If the concentration of the 1C solution is 0.1886 M, then each liter of the solution would contain 1.13 times 1023 molecules (which sounds like a really large number, right? We’ll compare it to plain vinegar later). 50 mL (0.050 L) of the solution – the biggest bottle of homeopathic sulfuric acid available from our supplier – would contain 5.68 times 1021 molecules. This still seems like a really large number, but remember that molecules are really small.

Each serial dilution requires one mL of the previous solution to be diluted to 100 mL. That means that each dilution will contain 1/100th of the number of molecules of sulfuric acid as the solution before it. Here’s a table of some dilutions of sulfuric acid and the number of molecules that a 50 mL bottle of each would (on average) contain.

Dilution Number of molecules in 50 mL
1C 5.68 times 1021
2C 5.68 times 1019
6C 5.68 times 1011
11C 56.8
12C 0.568
24C 5.68 times 10-23
30C 5.68 times 10-37

To put this in perspective, even the most concentrated (1C) dilution of sulfuric acid contains only about half the acid that the same amount of plain vinegar does (and that’s including the fact that sulfuric acid itself has two acidic protons while the acetic acid in vinegar only has one). So the 6C dilution is about 1/20,000,000,000th the strength of plain vinegar.

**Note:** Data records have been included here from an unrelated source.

PR #3635, opened 2026-09-18
fix(model): evaluate compound validation conditions instead of throwing (#3634)

### LINKED ISSUE #3634: 4.1.0 upgrade regression: compound validation `condition` expressions (`&&`/`||`, function calls with arguments) throw `Unsupported operator` and 500 every save
## Summary

In **v4.1.0**, a validation `condition`/`unless` expression that is a **compound boolean** or a **function call with arguments** throws `Wheels.InvalidValidationCondition` ("Unsupported operator in condition: …"). In **v4.0.2** the same expression silently evaluated to `false` and the validation was skipped.

Because the v4.1.0 change intentionally made this path *fail closed*, an app that upgrades from 4.0.2 to 4.1.0 and has any such legacy condition does not merely get a skipped validation back — it gets a **hard 500 on every save** that reaches it. This is an upgrade-safety/breaking-change problem, and 4.1.0 is freshly released.

Reported from a real application (CFWheels 4.1.0 on Lucee 6.2), where `POST /support-issues/create` began returning HTTP 500 on every submission immediately after the 4.0.2 → 4.1.0 upgrade:

```
lucee.runtime.listener.ModernAppListenerException: The `condition` expression
`StructKeyExists(this, 'requestFor') && this.requestFor == 'Engine Part'` could not be evaluated:
Unsupported operator in condition: 'requestfor')
    at model.validations_cfm$cf.udfCall2(/wheels/model/validations.cfm:589)
    at model.validations_cfm$cf.udfCall2(/wheels/model/validations.cfm:484)
    at model.create_cfm$cf.udfCall(/wheels/model/create.cfm:157)
```

## Affects

* Framework: v4.1.0 (verified at `4e7485786`, whose `vendor/wheels/model/validations.cfm` is byte-identical to tag `v4.1.0`).
* Engines: any (the evaluator is plain CFML; reproduced here on Lucee 7.0.x + SQLite via the framework's own specs).
* Not a regression in v4.0.2 behaviour: 4.0.2 had the *same* evaluator limitation, but the `catch` returned `false` (skip validation), so it was invisible. see "What changed" below.

## Minimal reproduction

```cfscript
issue = model("supportIssue").new(summary = "a very long summary that exceeds the limit")
issue.validatesLengthOf(
    property  = "summary",
    maximum   = 5,
    condition = "StructKeyExists(this, 'requestFor') && this.requestFor == 'Engine Part'"
)
issue.save()   // v4.0.2: validation skipped, save succeeds
               // v4.1.0: throws Wheels.InvalidValidationCondition / HTTP 500
```

Verified directly against `$evaluateConditionString` in `vendor/wheels/tests/specs/model/validationsSpec.cfc`:

```cfscript
user.requestFor = "Engine Part"
user.$evaluateConditionString("StructKeyExists(this, 'requestFor') && this.requestFor == 'Engine Part'")
// Error: Unsupported operator in condition: 'requestfor')
```

Other affected shapes (all throw, or silently mis-evaluate, in 4.1.0):

| Expression | 4.1.0 behaviour |
|---|---|
| `1 eq 1 && 2 eq 2` | throws `Unsupported operator in condition: eq` |
| `1 eq 0 \|\| 2 eq 2` | throws `Unsupported operator in condition: eq` |
| `StructKeyExists(this, 'requestFor') && this.requestFor eq 'Engine Part'` | throws `Unsupported operator in condition: 'requestfor')` |
| `StructKeyExists(this, 'username')` (bare) | silently `false` (skips validation) — same class of bug, no throw |

Already-working forms that must not regress: `this.property`, `this.property eq 'v'`, `this.method('arg')`, `1 eq 1`, `5 >= 3`, `isnew()`, `!isnew()`.

## Root cause chain

All references are `vendor/wheels/model/validations.cfm` at `4e7485786`.

1. `$validate()` (line 484) calls `$evaluateCondition(argumentCollection = ...)`.
2. `$evaluateCondition()` (line 581) calls `$evaluateConditionString(...)` inside a `try`; the `catch` (lines 582–590) rethrows as `Wheels.InvalidValidationCondition`. **In v4.0.2 this `catch` did `return false`.** The new comment says the intent: "Fail closed regardless of showErrorInformation. Returning false here means 'skip this validation' … which is fail-open."
3. `$evaluateConditionString()` (line 839):
   * `$normalizeConditionOperators()` (line 864) rewrites `==` → ` eq ` etc. and collapses whitespace. This part is fine for the failing string: it becomes `StructKeyExists(this, 'requestFor') && this.requestFor eq 'Engine Part'`.
   * `$splitConditionOnOperator()` (line 880) then happily finds ` eq ` and returns `{expression: "StructKeyExists(this, 'requestFor') && this.requestFor", operator: "eq", rightOperand: "'Engine Part'"}`.
   * **But that split is only used when `expression` begins with `this.`** (line 844). Here it does not, so the computed split is discarded and control falls through to `$evaluateLogicalExpression(local.normalized)` (line 858) — passing the **whole** compound string, not the left clause.
4. `$evaluateLogicalExpression()` (line 1008) does `ListToArray(condition, " ")` and assumes exactly three meaningful tokens — `tokens[1]` = left operand, `tokens[2]` = operator, `tokens[3]` = right operand (line 1019 passes `LCase(tokens[2])` to `$resolveOperator`). For the production string the split is:
   ```
   [1] StructKeyExists(this,
   [2] 'requestFor')
   [3] &&
   [4] this.requestFor
   [5] eq
   [6] 'Engine
   [7] Part'
   ```
   so `tokens[2]` is `'requestFor')` → lowercased `'requestfor')`.
5. `$resolveOperator()` (line 1039) switches on that token. There is no `&&`/`||` case (and `'requestfor')` is not an operator at all), so it hits `default:` and throws `"Unsupported operator in condition: " & arguments.operator` — **producing exactly the production message**, `Unsupported operator in condition: 'requestfor')`.

So there are two compounding limitations: (i) `$evaluateConditionString` never splits a compound boolean on `&&`/`||`, and (ii) `$evaluateLogicalExpression` is a fixed 3-token parser that reads `tokens[2]` as the operator, so *any* multi-clause or function-call-with-arguments left side hands it garbage. A secondary consequence: a bare function call with arguments (e.g. `StructKeyExists(this, 'x')`) is not recognised as a call at all (only `this.method(...)` and zero-arg `method()` are), so it is parsed by `$evaluateLogicalExpression` and silently returns `false`.

## What changed between 4.0.2 and 4.1.0 (why this is an upgrade-safety issue)

The evaluator never supported compound `&&`/`||` expressions or bare function calls with arguments. What changed is only the failure mode: 4.0.2 swallowed the failure and skipped the validation; 4.1.0 throws. Making a broken condition loud was a deliberate and reasonable goal — silently skipping validations is bad, and nobody is asking to go back to swallowing real errors. The problem is the *blast radius*: an app can carry a legacy compound condition that was harmless-but-ineffective for years, and the upgrade converts every write on that model into a 500 (a total outage of the affected write path) rather than surfacing a diagnosable warning. That deserves at least a documented migration note, and ideally the evaluator should just handle the common forms.

## Candidate directions (not mutually exclusive)

**(a) Teach the evaluator the common forms.** Split the top-level boolean on `||` / `&&` (with `&&` binding tighter), evaluate each side with the existing single-clause machinery, and combine. Also recognise a small, side-effect-free allowlist of function calls with arguments — at minimum `StructKeyExists(this, 'prop')`, which is the idiomatic property-presence check and the exact production case — without introducing `Evaluate()` (the evaluator's doc comment explicitly avoids it). Splitting must be quote- and paren-aware so `this.x eq 'a && b'` is not torn apart, and genuinely unsupported input should still throw so the fail-closed intent survives. This is the most useful outcome, but it is a real change to expression parsing and needs a decent spec table.

**(b) Keep the fail-closed intent but stop 500-ing legacy apps.** Options: log a warning via the `wheels` log (plus a `$wheels`-level deprecation) and preserve the 4.0.2 skip behaviour for conditions the evaluator cannot parse, or keep throwing but ship a documented migration note in the 4.1.x release notes/upgrade guide so affected apps can find and fix their conditions before deploying. The tradeoff is explicit: (b) reintroduces silent skip unless the logging is loud enough to be actionable.

## Non-goal

This is **not** a request to make every unsupported condition silently pass. The reporter agrees that silently skipping validations is wrong. The ask is that a framework upgrade not turn an app's write path into a total outage: either evaluate the common compound/function-call forms correctly, or fail in a way that is diagnosable and documented rather than a 500 on every save.

bpamiri:
## Summary

Fixes #3634.

`$evaluateConditionString()` handed a compound `condition`/`unless` expression (e.g. `StructKeyExists(this, 'requestFor') && this.requestFor eq 'Engine Part'`) to `$evaluateLogicalExpression()`, whose three-token parser reads `tokens[2]` as the operator. For the production string `tokens[2]` is `'requestFor')`, so the evaluator threw `Unsupported operator in condition: 'requestfor')`. Because 4.1.0 made that path fail closed (in 4.0.2 it returned `false`), affected apps moved from a silently skipped validation to an HTTP 500 on every save.

## What changed

`vendor/wheels/model/validations.cfm`:

- `$evaluateConditionString()` now splits a compound boolean at the top level and evaluates each side recursively: `||` first, then `&&`, so `&&` binds tighter than `||`.
- New `$splitTopLevelCondition()` does quote- and paren-aware splitting (reused for argument lists), so `this.status eq 'a && b'` and `StructKeyExists(this, 'a,b')` are not torn apart.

Another way to look at the numbers is to think about how many bottles of remedy you would have to buy to get a single molecule of sulfuric acid, For the 6C dilution, that’s not a problem – but for the 12C, 24C, and 30C solutions it is! If each bottle of 12C contains on average half a molecule of sulfuric acid, then you’d need to buy two bottles of remedy to be reasonably sure of getting a single molecule of active ingredient. That might not be too expensive, but you’d need about 2 times 1024 bottles of the 24C, and 2 times 1036 bottles of 30C. (Better open your wallet!)

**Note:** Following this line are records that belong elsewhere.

PR #3636, opened 2026-09-19
fix(model): evaluate compound validation conditions instead of throwing (#3634)

### LINKED ISSUE #3634: 4.1.0 upgrade regression: compound validation `condition` expressions (`&&`/`||`, function calls with arguments) throw `Unsupported operator` and 500 every save

bpamiri:
> Supersedes #3635, which GitHub closed automatically when its head branch was renamed from `fix/condition-compound-expressions` to `fix/3634-compound-validation-conditions` (the `CONTRIBUTING.md` convention). Same branch, same two commits — only the head branch name and PR number changed.

## Summary

Fixes #3634.

`$evaluateConditionString()` handed a compound `condition`/`unless` expression (e.g. `StructKeyExists(this, 'requestFor') && this.requestFor eq 'Engine Part'`) to `$evaluateLogicalExpression()`, whose three-token parser reads `tokens[2]` as the operator. For the production string `tokens[2]` is `'requestFor')`, so the evaluator threw `Unsupported operator in condition: 'requestfor')`. Because 4.1.0 made that path fail closed (in 4.0.2 it returned `false`), affected apps moved from a silently skipped validation to an HTTP 500 on every save.

## ⚠️ Remaining upgrade hazard — please read

**This PR changes the failure mode for any function-call `condition`/`unless` that is not on the whitelist: 4.1.0 silently returned `false` (the validation was skipped); this PR throws `Wheels.InvalidValidationCondition`, which is an HTTP 500 on every save.**

That is the same class of upgrade footgun as #3634, and it is a deliberate, narrow consequence of keeping the path fail-closed. It is not hidden: the throw site in `$evaluateFunctionCall()` carries an `UPGRADE HAZARD` comment, and the changelog fragment states it too.

In practice:

- Conditions using the whitelisted read-only predicates/length checks — `StructKeyExists`, `IsNull`, `IsNumeric`, `IsSimpleValue`, `IsStruct`, `IsArray`, `IsBoolean`, `IsDate`, `Len`, `ListFind`, `ListFindNoCase`, `ListContains`, `ListContainsNoCase` — keep working.
- A legacy condition that calls anything else, or uses an operator outside the grammar, still fails closed and 500s after upgrading.

> **Decision (settled):** fail-closed stays. Direction (b) in #3634 — log-and-skip instead of throwing — was considered and **rejected by the maintainer**: silently skipping a validation is precisely how the two conditions that broke this app's 4.1 upgrade survived for years unnoticed (`StructKeyExists(this, 'requestFor') && ...` made three validations permanently inert; `ListFind('24,...', this.countryId)` did the same for two more). A loud failure is the point. This PR therefore widens the grammar and keeps the throw, and the upgrade hazard is called out in three places: this section, an `UPGRADE HAZARD` comment at the throw site, and a dedicated `changed` changelog fragment so it lands in `CHANGELOG.md` as an explicit 4.0.x → 4.1.x upgrade note.

## What changed

`vendor/wheels/model/validations.cfm`:

- `$evaluateConditionString()` now splits a compound boolean at the top level and evaluates each side recursively: `||` first, then `&&`, so `&&` binds tighter than `||`.
- New `$splitTopLevelCondition()` does quote- and paren-aware splitting (reused for argument lists), so `this.status eq 'a && b'` and `StructKeyExists(this, 'a,b')` are not torn apart.
- New `$isConditionFunctionCall()` / `$evaluateFunctionCall()` / `$resolveConditionArgument()` recognise a small whitelist of read-only function calls with arguments — `StructKeyExists`, `IsNull`, `IsNumeric`, `IsSimpleValue`, `IsStruct`, `IsArray`, `IsBoolean`, `IsDate`, `Len`, and the list predicates `ListFind`, `ListFindNoCase`, `ListContains`, `ListContainsNoCase` (two arguments each, result returned as-is, like `Len`) — including the idiomatic `StructKeyExists(this, 'property')`. Arguments are limited to `this`, `this.x` / `this.method()`, quoted literals, booleans and numbers.
- The list predicates are whitelisted because they match `$isConditionFunctionCall()` but were missing from the switch, so a legacy condition of the shape `ListFind('24,32,63,67,117,167,191', this.countryId)` would have gone from 4.1.0's silent `false` to a new 500 — the very regression this PR exists to fix.
- No `Evaluate()` fallback is introduced. An unrecognised function, argument shape, or clause still fails closed and throws `Wheels.InvalidValidationCondition`; the `extendedInfo` hint now lists the widened grammar. The throw site carries the `UPGRADE HAZARD` comment described above.

## Tradeoff / what this does not do

This widens the supported grammar; it does **not** re-introduce silent skipping. A legacy condition outside the grammar (an unsupported operator, or a BIF not on the whitelist) still throws after upgrading. That is the deliberate fail-closed behaviour introduced in 4.1.0. The hazard section above states the tradeoff explicitly; direction (b) in #3634 (log-and-skip) remains an open product decision and is deliberately not made in this PR.

Pre-existing and left out of scope: `$normalizeConditionOperators()` is not quote-aware, so `==`/`<`/`>` inside a quoted literal are still rewritten.

## Tests

- `vendor/wheels/tests/specs/model/validationsSpec.cfc`: 14 specs across the two commits — the exact production string, `&&`/`||` combinations, `&&` precedence over `||`, quoted values containing `&&`/`||`, bare and compared whitelisted function calls, the full `validatesLengthOf(condition=...)` → `valid()` path for both true and false conditions, list-predicate coverage (`ListFind('a,b,c', 'b')` → true, `ListFind('a,b,c', 'z')` → false, plus the `NoCase`/`Contains` variants and a property-valued `ListFind`), and three fail-closed guards (unsupported compound clause, unrecognised function call, and the non-whitelisted `ListSort`).
- The pre-existing "still fails closed for an unrecognised function call" spec still passes.
- Before the list-predicate commit: model suite **1000 passed**; full core suite **5675 passed, 0 failed**.
- After the list-predicate commit: model suite **1004 passed**; full core suite **5679 passed, 0 failed** (Lucee 7 + SQLite, `PORT=9090 bash tools/test-local.sh`).
- Verified on Lucee 7 only — no Adobe CF or BoxLang runtime was available in this environment, so the cross-engine behaviour of the new parsing is unverified.

## Changelog

`changelog.d/3634-compound-validation-conditions.fixed.md`.


bpamiri:
Reviewed the diff (`validations.cfm`, `validationsSpec.cfc`, 2 changelog fragments). The core approach is right and the fail-closed decision is well argued. I did **not** execute the suite — everything below is static analysis against the branch.

## What's good

- Splitting `||` before `&&` gives correct precedence, and `$splitTopLevelCondition` being quote- and paren-aware is the right way to avoid the old three-token parser entirely. The `this.requestFor eq 'a && b || c'` test covers the case that would otherwise silently mis-split.
- `$isConditionFunctionCall` intentionally excluding zero-arg calls correctly defers `isnew()` to `$evaluateBareCall()`.
- Never falling back to `Evaluate()` is preserved; the whitelist switch is the only execution path. Arguments are positional-only, which is a good narrowing.
- `$resolveConditionArgument` throwing on unrecognised tokens rather than guessing is the right default.
- The upgrade hazard is documented in three places — the PR body, the throw-site comment, and a dedicated `changed` fragment. That's exactly how a fail-closed behaviour change should land.

## Blocking

**1. `!` is not accepted on the added grammar, so negation of a whitelisted call still 500s.**

`$isConditionFunctionCall` anchors on `^[A-Za-z_][A-Za-z0-9_]*\s*\(`, so a leading `!` can't match. `!StructKeyExists(this, 'x')` misses the new branch, isn't caught by the bare-call check (which requires the string to end in `()`), and falls to `$evaluateLogicalExpression()`.

That's not hypothetical for this PR's own target: `app/models/CreditRequest.cfc` in the Titan app (the sibling case cited in the PR body) parses to a 2-token expression, and `$evaluateBareCall` already strips every `!` from the string, so bare calls with negation in them are fragile too. The pre-existing `extendedInfo` at `validations.cfm:589` advertises "bare `method()` (optionally negated with `!`)" — the new forms inherit that promise without honouring it.

Suggested fix: strip a single leading `!` in `$evaluateConditionString()` before the function-call check and negate the result, and add coverage for `!StructKeyExists(...)` and `!ListFind(...)`. This is the one I'd want resolved before merge.

## Should fix

**2. A `this.*` argument that doesn't resolve throws, which can flip a compound condition that should short-circuit.**

`$resolveConditionArgument` calls `$resolveThisReference()`, which returns an **empty struct** when the property doesn't exist on the instance, then explicitly throws "Could not resolve". So:

```
StructKeyExists(this, 'optA') || IsNumeric(this.optA)     → throws if optA is absent
StructKeyExists(this, 'a')    || StructKeyExists(this, 'b') → throws if a is absent
```

The second is the idiom the PR exists to support. Property absence is normal in this codebase — the existing tests note Titan properties can legitimately be absent (`_propVal` / TITAN-47). Returning an empty string (or `false`) for an unresolved property would let `||` short-circuit as intended, while still failing closed for genuinely unknown tokens.

## Minor

**3. Operator aliases inside compound clauses.** `$splitConditionOnOperator`'s regex only matches the word forms (`eq|neq|lt|lte|gt|gte`), so `a == b && c != d` depends entirely on `$normalizeConditionOperators` rewriting before the split. Worth a spec asserting the symbolic aliases work inside a compound expression — that's the exact class of gap this PR is cleaning up.

**4. Unrecognised bare identifiers in argument position.** `IsNumeric(myVar)` throws "Unsupported argument". Condition strings aren't an expression language, so failing closed is defensible — but the message could say the identifier form isn't supported, rather than leaving it to be read as a typo.

**5. Arity mismatches report "Unsupported function".** `Len()` with two args breaks out of the `switch` and hits the whitelist throw, implying the function is unsupported when the real problem is arity. A distinct "expects N argument(s)" message would save debugging time.

**6. `Left(local.argument, 5) == "this."` is case-sensitive.** `THIS.x` falls through to the throw. CFC member access is case-insensitive, so this is a small inconsistency — the `$resolveThisReference` path in `$evaluateConditionString` has the same pre-existing behaviour, so it's not a regression.

## Coverage gaps

The new specs cover the happy paths and the two fail-closed paths well. Missing all-negative combinations:

- `!` on a whitelisted call (finding 1)
- an unresolvable `this.*` argument (finding 2)
- either/or shape: `StructKeyExists(this,'a') || StructKeyExists(this,'b')` — `&&` is covered twice, `||` only with literals
- nested/parenthesised grouping, e.g. `(a || b) && c`
- operator aliases inside compound clauses (finding 3)
- arity mismatch (finding 5)

## Net

Fixes the reported `#3634` shape correctly, and the fail-closed rationale is sound — I'd keep it. Findings 3–6 are polish. **Finding 1 should block**: it leaves a 500 in the grammar this PR adds, which is the failure class it set out to eliminate. Finding 2 is close behind, because it breaks the either/or idiom the PR names as its justification.

bpamiri:
## Review follow-up committed

All three findings from review are addressed in `8ac52942e`, with a changelog note in `29de77c0a`. The complexity gate caught one regression from my first cut (see below).

**1. `!` was not accepted on the new grammar** — this was the real 500-in-the-new-grammar gap. `$isConditionFunctionCall()` anchors on `^[A-Za-z_]`, so `!StructKeyExists(this, 'x')` missed the whitelisted branch, failed the bare-call check (needs a trailing `()`), and fell through to the old three-token parser. `$evaluateConditionString()` now strips a leading `!`, evaluates the remainder as one clause, and inverts the finished result — inverting the first operand would be wrong for `!this.x eq 1`. `!=` is already rewritten to ` neq ` by the normaliser, so any `!` reaching that point is negation. Verified: `!StructKeyExists(...)`, `!ListFind(...)`, `!isnew()`, and negated calls inside a compound clause (`1 eq 0 || !ListFind(...)`).

**2. An unresolvable `this.*` argument threw, defeating `||` short-circuit.** `$resolveThisReference()` returns an empty struct for a property not on the instance, and `$resolveConditionArgument()` turned that into a throw — so `StructKeyExists(this, 'a') || StructKeyExists(this, 'b')`, the either/or idiom this PR exists to support, raised a 500. An unresolved property argument now resolves to an empty value (`IsNumeric(this.optIn)` is `false` rather than an exception). Unknown *tokens* still fail closed.

**3. Parenthesised groups were not unwrapped.** `(a || b) && c` left the inner `||` invisible to the top-level splitter. Added `$isWrappedInParens()`, which unwraps only when the parens genuinely wrap the whole clause — `isActive()` and `(this.isActive()` both end in `)` without being groups.

**Minor:** an arity mistake now reports as an arity mistake ("`len()` expects 1 argument(s) but received 2") instead of "unsupported function"; `this`/`this.` matching is case-insensitive; the unsupported-argument message names the supported forms so a bare identifier isn't taken for a typo.

**Complexity gate:** my first cut pushed `$evaluateFunctionCall` to 31 (limit 30) by adding the arity check inside the switch. Extracted to `$assertConditionArity()`, which also puts the arity table in one place. Gate passes.

**Testing note, for transparency:** the test datasource in my local worktree is broken (`c_o_r_e_users` missing from the test DB), so `validationsSpec` cannot run end-to-end locally and I could not execute the new specs there. I verified the grammar against a local Lucee 7 server with a temporary probe spec that calls `$evaluateConditionString()` directly on a `new` model instance (avoiding the DB): 13 cases covering negation — plain, list predicate, compound — absent-property short-circuit, paren groups, `&&`/`||` precedence, symbolic operators in compounds, quoted literals, the bare-call-vs-group guard, and negation of a non-boolean result all pass. `Lucee 7 + SQLite (LuCLI)` is green here, which executes the new specs in a working environment.

**Not changed, deliberately:** the fail-closed decision. I agree with the reasoning in the description — silently skipping is how both inert conditions survived. Findings are fixed *within* that decision, not by relaxing it.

Some homeopaths are at least a little honest about the fact that most of these bottles they sell contain nothing but water and perhaps some alcohol. Here’s what one web site ( here ) has to say on the matter.

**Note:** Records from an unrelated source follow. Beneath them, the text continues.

PR #275, opened 2023-07-20
fix: correctly disable triggers on shape GC

icehaunter:
Shapes don't use fully qualified table names, but the functions disabling the triggers expect FQ names. So we didn't disable the triggers before. Ideally FQ names should be represented by a different type (e.g. a tuple), but that's for another day

### DIFF
--- a/.changeset/odd-timers-tickle.md
+++ b/.changeset/odd-timers-tickle.md
@@ -1,0 +1,5 @@
+---
+"electric-sql": patch
+---
+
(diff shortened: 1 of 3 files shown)


alco (approved):

thruflo:
> Ideally FQ names should be represented by a different type (e.g. a tuple)

Just to note that there is already a `QualifiedTablename` type in `utils/types`.

icehaunter:
@thruflo 
> Just to note that there is already a QualifiedTablename type in utils/types.
yeah, just noticed myself, but it is not applied consistently and I don't want to dig right now through all call chains to see if what works now is qualified-but-string or unqualified. I'll get back to it

PR #286, opened 2023-07-24
fix: make use of `subscriptionId` to differentiate RPC responses

icehaunter:
This is more of a bandaid than a proper fix - proper fix involves adding full RPC logic to the protocol, but this isn't the time


clients/typescript/src/satellite/client.ts
```diff
@@ -1011,9 +1014,22 @@ export class SatelliteClient extends EventEmitter implements Client {
...
-      })
+      const handleRpcResp = (resp: T) => {
+        if (distinguishOn) {
+          // TODO: remove this comment when RPC types are fixed
+          // @ts-ignore this comparison is valid because we expect the same field to be present on both request and response, but it's too much work at the moment to rewrite typings for it
+          if (resp[distinguishOn] === request[distinguishOn]) {
+            return resolve(resp)
+          } else {
+            // This WAS an RPC response, but not the one we were expecting, waiting more
+            this.once('rpc_response', handleRpcResp)
```
alco, line 1025: I'm not sure how `this.once()` works. It sets a unique handler for the given event, correct?

Here, we're discarding the response we've just received. But some other place in the code must be expecting it, no?

icehaunter: no, `.once` will just run this function once, on the next time this event is emitted. It does not affect any other listeners

icehaunter: See https://nodejs.org/api/events.html#emitteronceeventname-listener

clients/typescript/src/satellite/client.ts
```diff
@@ -1011,9 +1014,22 @@ export class SatelliteClient extends EventEmitter implements Client {
         return reject(error)
       })
 
-      this.once('rpc_response', (resp: T) => {
-        return resolve(resp)
-      })
+      const handleRpcResp = (resp: T) => {
+        if (distinguishOn) {
```
alco, line 1018: Since we know the value of `distinguishOn` outside of the closure, we can move the condition outside of the closure too.

```typescript
if (distinguishOn) {
  const handleRpcResp = (resp: T) => {
    if (resp[distinguishOn] === request[distinguishOn]) {
      return resolve(resp)
    } else {
      this.once('rpc_response', handleRpcResp)
    }
  }
  this.once('rpc_response', handleRpcResp)
} else {
  this.once('rpc_response', (resp: T) => resolve(resp))
}
```

Makes it easier to wrap your head around the case when `distinguishOn` is undefined. Also makes it easier to spot the "async recursion" in the first branch of `if`.

alco (approved):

Higher potencies of homeopathic remedies (anything higher than 12C) have been diluted past the point that molecules of the original substance would be measurable in the solution.

It’s not that the substanes aren’t detectable, it’s that quite likely a bottle will simply contain no molecules of the substance. Getting a molecule of the remedy, for the higher dilutions, would be like winning the Powerball. Occasionally, somebody wins – but how many people buy Powerball tickets and get nothing?

This is a major stumbling block for skeptics when it comes to understanding and accepting the idea of homeopathy.

Skeptics being defned as the set people who can do solution calculations?

Homeopathic remedies, when correctly chosen, clearly work—but not in the way that drugs do (through chemical actions that affect the body processes).

Or is it more likely that the most “potent” of the homeopathic medicines do not do anything at all and any “healing” that patients see is a result of the body’s ability to heal itself? Maybe some of this healing is simply the power of persuasion – people are told by a respected authority that thry’ll feel better, so they do.

If I bruise my arm, for instance, I could (if I weren’t very bright) decide that drinking one drop of toilet bowl cleaner dissolved in an eight ounce glass of water each day would make the bruise heal. If I did this, the toilet bowl cleaner probably wouldn’t do me any serious harm, and the bruise would heal in a matter of days. Can I claim that my “homeopathic toiletum bowlium cleanerum remedy” helped my arm to heal?

It is not completely understood why potentized remedies can work so deeply and specifically, but many likely theories have arisen through research and observation. It appears that they function on an energetic level to stimulate the body to heal itself more efficiently.

It is by no means proven that these remedies work at all, but look at the mechanism that is proposed: these remedies, many of which contain nothing at all, “function on an energetic level to stimulate the body”.

We have a name for things like that: the placebo effect.